▶ Problem statement: Could you retype every entry below exactly as written?

** Data in this exercise follows **

PR #3335, opened 2025-09-17
docs(blueprints): add deprecation notice

kaue:
adds a README.md file to a new, empty blueprints directory to inform users that the Terraform blueprints have been deprecated as of the v44.0.0 release


blueprints/README.md
```diff
@@ -0,0 +1,26 @@
...
+
+**This directory is deprecated as of release `v44.0.0`.**
+
+The blueprints that were previously in this directory have been deprecated. Some of the old blueprints will be refactored as either FAST project templates or module-level recipes.
+
+If there is a specific blueprint that you would like to see refactored, please open a feature request.
+
+## Accessing the Deprecated Blueprints
+
+The last version of the blueprints is available in the `v43.0.0` tag. You can still use them by referencing this tag in your Terraform configuration.
```
ludoo: I would omit the code below and just point to the download page for that release. Blueprints are usually meant to be deployed directly and not via a module call.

** End of Data in this exercise **

▶ Result of the task:
PR #3335, opened 2025-09-17
docs(blueprints): add deprecation notice

kaue:
adds a README.md file to a new, empty blueprints directory to inform users that the Terraform blueprints have been deprecated as of the v44.0.0 release


blueprints/README.md
```diff
@@ -0,0 +1,26 @@
...
+
+**This directory is deprecated as of release `v44.0.0`.**
+
+The blueprints that were previously in this directory have been deprecated. Some of the old blueprints will be refactored as either FAST project templates or module-level recipes.
+
+If there is a specific blueprint that you would like to see refactored, please open a feature request.
+
+## Accessing the Deprecated Blueprints
+
+The last version of the blueprints is available in the `v43.0.0` tag. You can still use them by referencing this tag in your Terraform configuration.
```
ludoo: I would omit the code below and just point to the download page for that release. Blueprints are usually meant to be deployed directly and not via a module call.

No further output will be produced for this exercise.